TASK BRIEF:
Give again, word for word, every line below from the one that has "I want to remove" through the one that has "Even at 5ms", both included, and no others.

RECORDS TO PROCESS:
PR #432, opened 2017-04-07
add limit for write to leddevice

redPanther:
... writing to fast to a led device can led to problems.
For arduino/adalight is 20ms a good value. (my experience - otherwise I got flashes)

additional:
- extend xmas effect
- rework some effects to adapt to device latchTime
- fading for random.py

yes, new option "latchTime" to "device" section

### DIFF
--- a/effects/schema/x-mas.schema.json
+++ b/effects/schema/x-mas.schema.json
@@ -5,11 +5,47 @@
 	"required":true,
 	"properties":{
 		"sleepTime": {
-			"type": "number",
+			"type": "integer",
 			"title":"edt_eff_sleeptime_title",
-			"default": 1.0,
-			"minimum" : 0.1,
+			"default": 1000,
+			"minimum" : 100,
+			"append" : "edt_append_ms",
 			"propertyOrder" : 1
+		},
+		"length": {
+			"type": "integer",
+			"title":"edt_eff_length_title",
+			"default": 1,
+			"minimum" : 1,
+			"propertyOrder" : 2
+		},
+		"color1": {
+			"type": "array",
+			"title":"edt_eff_color_title",
+			"format":"colorpicker",
+			"default": [255,255,255],
+			"items" : {
+				"type": "integer",
+				"minimum": 0,
+				"maximum": 255
+			},
+			"minItems": 3,
+			"maxItems": 3,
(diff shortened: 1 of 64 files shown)


effects/schema/x-mas.schema.json
```diff
@@ -5,11 +5,47 @@
...
+			"format":"colorpicker",
+			"default": [255,0,0],
+			"items" : {
+				"type": "integer",
+				"minimum": 0,
+				"maximum": 255
+			},
+			"minItems": 3,
+			"maxItems": 3,
+			"propertyOrder" : 3
```
brindosch: propertyOrder of line 34

penfold42:
Is this the same as latchtime but done globally ?

Maybe we could combine them.

The time needed for store and forward devices like an arduino will need to tuned based on the number of leds

redPanther:
Its the same. I uèdate the code later

redPanther:
I want to remove latchtime. Do we need ns precision?
Btw the diff between latchtime and this implemention is, that latchtime blocks the whole hyperion, while the other just drops the frame.

penfold42:
Nah...  

Latchtimes from datasheets I had handy: 
Ws2801 - 500 uSec
Ws2812 - 50 uSec
Ws2813 - 300 uSec
Apa102 - none - it's sent as end frame data bytes

redPanther:
setting 1ms or perhaps better 5ms will satisfy all needs. To be flexible I will change the code, so every device can have its own default value for latchtime.

penfold42:
Even at 5ms we should be ok. At some point it will be a limiting factor on the frame rate.

200 leds * 24 bits = 4800 bits
At 1,000,000 bit/second = 4.8 ms
That's 208 fps 

Adding 5ms of default wait time is still > 100 fps

redPanther:
now old latchTime is gone and new latchTime is implemented. For the device specifc latchTime params (min, max, default) I need suggestions. Currently I guessed for most devices.

penfold42:
Does the latchtimer start after the write is started or completed ?

redPanther:
It starts before write. The check is also before write. If timeout is not reached, the device write is not called.
So the latchtime includes the data transfer.

PR #276, opened 2026-05-10
fix(db): use in-memory+ATTACH for WAL validation to prevent HNSW crash

### LINKED ISSUE #273: libc++abi: Pure virtual function called!
chunkhound search "test"
libc++abi: Pure virtual function called!
[1]    11447 abort      chunkhound search "test"

I just updated my chunkhound version and this is what I get now. Tried to re-install it, tried from cli and from opencode as mcp - still same result...

chunkhound --version      
chunkhound 5.0.0

on macos

HananKavitzAmat:
Direct duckdb.connect(file) in _preemptive_wal_cleanup() would trigger a C++ abort ("pure virtual function called") when the WAL contained HNSW index operations from a prior session. Without VSS loaded, DuckDB calls a virtual method on the unregistered HNSW type — uncatchable in Python.

Fix: open an in-memory connection, load VSS, then ATTACH the database file for validation — matching the approach already used in _handle_wal_corruption(). Closes #273.

### DIFF
--- a/chunkhound/providers/database/duckdb/connection_manager.py
+++ b/chunkhound/providers/database/duckdb/connection_manager.py
@@ -187,6 +187,12 @@ class DuckDBConnectionManager:
             test_conn.execute("DETACH validation_db")
             logger.debug("WAL file validation passed")
         except Exception as e:
+            # If the database is already open by another connection, ATTACH raises
+            # "Unique file handle conflict" — that means the file is healthy and in
+            # active use, so validation is not needed.
+            if "already attached" in str(e) or "Unique file handle conflict" in str(e):
+                logger.debug("WAL file validation skipped (database already open)")
+                return
             logger.warning(f"WAL validation failed ({e}), cleaning up WAL file")
             self._handle_wal_corruption()
         finally:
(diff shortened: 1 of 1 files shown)


VakninAriel:
## Code Review — PR #276

**Verdict:** ✅ Approve

| Severity | Count |
|----------|-------|
| 🔴 Critical | 0 |
| 🟠 High | 0 |
| 🟡 Medium | 0 |
| 🟢 Minor | 3 |

---

### Findings

#### 🟢 `SELECT 1` queries in-memory DB, not `validation_db`
**Location:** `connection_manager.py` (~line 185)

After ATTACH, `test_conn.execute("SELECT 1")` queries the in-memory connection — not `validation_db`. WAL validation actually happens during ATTACH (the crash would occur there). The SELECT 1 provides no evidence the attached database is healthy. Compare with `_handle_wal_corruption()` which does `SELECT COUNT(*) FROM recovery_db.files`.

**Optional improvement:** use `SELECT 1 FROM validation_db.information_schema.tables LIMIT 1` to verify the attached DB is queryable.

---

#### 🟢 `INSTALL vss` runs on every startup with a WAL file
**Location:** `connection_manager.py` (~line 175)

`INSTALL vss` is called every time a WAL file is detected at startup. Usually fast (local cache hit), but VSS ships bundled in the pinned DuckDB version — `INSTALL` is a no-op at best. Low-priority: replace `INSTALL vss` + `LOAD vss` with just `LOAD vss`.

---

#### 🟢 String matching on DuckDB error messages
**Location:** `connection_manager.py` (~line 191)

`"already attached" in str(e) or "Unique file handle conflict" in str(e)` is fragile across DuckDB version bumps. Pragmatic choice since DuckDB has no typed exceptions for this. Suggestion: add a comment noting the DuckDB version these strings were validated against.

---

VakninAriel (approved):

Issue #280, opened 2026-05-12
fix(db): HNSW commit crash - BoundIndex::CreateDeltaIndex not supported inside transactions


HananKavitzAmat:
## Summary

SOLUTION TO THIS TASK:
I want to remove latchtime. Do we need ns precision?
Btw the diff between latchtime and this implemention is, that latchtime blocks the whole hyperion, while the other just drops the frame.

penfold42:
Nah...  

Latchtimes from datasheets I had handy: 
Ws2801 - 500 uSec
Ws2812 - 50 uSec
Ws2813 - 300 uSec
Apa102 - none - it's sent as end frame data bytes

redPanther:
setting 1ms or perhaps better 5ms will satisfy all needs. To be flexible I will change the code, so every device can have its own default value for latchtime.

penfold42:
Even at 5ms we should be ok. At some point it will be a limiting factor on the frame rate.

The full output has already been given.